Formation of a crystalline InSe phase from a quaternary single crystal of the Cu–Ag–In–Se system by massive ion motion

The composition and structural properties of a single crystal of the Cu–Ag–In–Se system are analyzed. Laue diffraction shows a single crystal while XRD diffraction and EDAX composition indicate two crystalline phases and two compositions close to Cu0.97Ag0.03In1.75Se2.84 and Cu0.95Ag0.05In2Se3.5 with lattice parameter, a = 5.770 Å and a = 5.790 Å and c/a ≅ 2.0 respectively. Impedance spectroscopy is carried out at temperatures up to 120 °C in a sequential annealing in order to obtain the electrical properties. A motion of two ions is observed and two ionic resistances and activation energies are computed in the 0.15–0.17 eV range and 0.52 eV, respectively. In the successive annealing, the impedance spectra change, probably due to a non-reversible process in the sample. After the impedance analysis, composition measurements and the structural analysis show a massive motion of Ag + Cu and In ions in the slice. These motions produce different phases with very different compositions in different regions. Due to the high disorder in Cu and In sublattices and to the high number of (2VCu + InCu) defect pairs, these ions are easily moved, leading to the formation of an InSe crystalline phase. Ions are rearranged in the chalcopyrite phase region, along with the transformation of In3+ into In2+ chemical species accompanied by the corresponding electron conduction capture. These changes are responsible of the non-reversibility of the process. These results would allow to understand the highest solar energy conversion efficiencies of up to 20.3% observed in CuIn1−xGaxSe2 (CIGS) thin films obtained using a three-stage co-evaporation process. In these films, the CIGS layer reaches a copper rich composition and a quasi-liquid Cu2−ySe phase is formed which enhances crystallization of the absorber layer and also affects the distribution of the group III elements throughout the layer.

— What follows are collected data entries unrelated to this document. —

Issue #149, opened 2020-01-31
Change Prismic library


rmakara:
https://github.com/prismicio/prismic-vue

@filrak to describe the task

PR #155, opened 2020-02-04
#149 Prismic as a package

defudef:


packages/commercetools/theme/pages/Prismic.vue
```diff
@@ -1,14 +1,32 @@
...
+import { usePrismic } from '@vue-storefront/prismic'
+import PrismicDocument from '@vue-storefront/prismic/components/PrismicDocument'
 
 export default {
   components: {
-    CustomPage,
+    PrismicDocument
+  },
+  setup() {
+    const { document, search, loading, error } = usePrismic()
```
andrzejewsky: `document` is a JS keyword, use something different instead, eg. `doc`

packages/prismic/components/PrismicBlock.vue
```diff
@@ -0,0 +1,82 @@
+<template>
+  <div v-html="renderBlock()" />
+</template>
+
+<script>
+import PrismicDom from 'prismic-dom'
+import { usePrismic } from '@vue-storefront/prismic'
+
+const parseType = (block) => {
```
andrzejewsky: transform these functions into internal helpers

andrzejewsky: and add TS types for them & write test cases

packages/prismic/components/PrismicBlock.vue
```diff
@@ -0,0 +1,82 @@
...
+  props: {
+    block: {
+      type: Object | String | Number,
+      required: true
+    }
+  },
+  setup({ block }) {
+    const { render } = usePrismic()
+
+    const { type, document } = transformBlock(block)
```
andrzejewsky: this should be part of the composable... 
```
const { document } = usePrismic()
```

and the `render` or `renderBlock` - sounds like public helper (`getPrismicBlock`)

andrzejewsky: import { getPrismicBlock } from '@vue-storefront/prismic/helpers'
import { usePrismic } from '@vue-storefront/prismic/composables'

```
setup() {
   const { document } = usePrismic()

  return { document, getPrismicBlock}
}
```
and template:

```
<tepmlate>
<div>{{ getPrismicBlock(document) }}</div>
</template>
```

andrzejewsky: + ofc unit test for the helper

packages/prismic/components/PrismicDocument.vue
```diff
@@ -0,0 +1,73 @@
...
+  <div>
+    <prismic-block :key="block.key" v-for="block in blocks" :block="block.element" />
+  </div>
+</template>
+
+<script>
+import { reactive } from '@vue/composition-api'
+import PrismicBlock from '@vue-storefront/prismic/components/PrismicBlock'
+
+const parseType = (document) => {
```
andrzejewsky: exactly the same in here: internal helper, unit tests, etc.

packages/prismic/src/composables/usePrismic/index.ts
```diff
@@ -0,0 +1,87 @@
...
+      if (!prismic.Predicates[key]) {
+        return undefined
+      }
+
+      const { fragment, after, before, day, documentId, 
+        hour, latitude, longitude, maxResults, month, 
+        radius, value, values, year 
+      } = current
+
+      switch (true) {
```
andrzejewsky: ????

packages/prismic/src/interfaces.ts
```diff
@@ -0,0 +1,105 @@
+type DateValue = string | number | Date
```
andrzejewsky: directory types/index.ts as in others

andrzejewsky (changes requested):

packages/prismic/src/composables/usePrismic/index.ts
defudef: Instead of having tons of ifs I've written switch true. I've seen this approach several times

packages/prismic/components/PrismicBlock.vue
defudef: I can agree `document` isn't the correct name for the block content. `element` sounds better so I'll change it.

Also, every other package uses helper only inside composables so we should keep a convention.

The important thing is, I don't want to share the rendering method "globally". This is only a "ready to go" solution. You can but you're not forced to render every block in this way.

EugeneHlushko (commented):
Hi @defudef 
It would be nice to get it documented or extend PR description with key points so its easier to review, from code perspective it looks good despite slices and `doc.body` being a TODO :)

defudef:
> Hi @defudef
> It would be nice to get it documented or extend PR description with key points so its easier to review, from code perspective it looks good despite slices and `doc.body` being a TODO :)

Working on that now as separate PR :)

andrzejewsky (approved):

PR #161, opened 2020-02-06
core(theme) Theme inheritance PoC 

filrak:
Once there is a file in `/app/{dir}` it overrides `nuxt-module/theme/{dir}`


packages/core/theme-module/index.js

► The paper shows composition, structure in a single crystal of the Cu–Ag–In–Se system. ► Impedance spectra during annealing in the 0–120 °C range shows that the sample is a MIECs. ► Strong changes in the spectra indicate a non-reversible process in the sample. ► After annealing, a massive ion motion along the sample profile is observed. ► The destruction of initial phase and the appearance of other chalcopyrite and an InSe phases.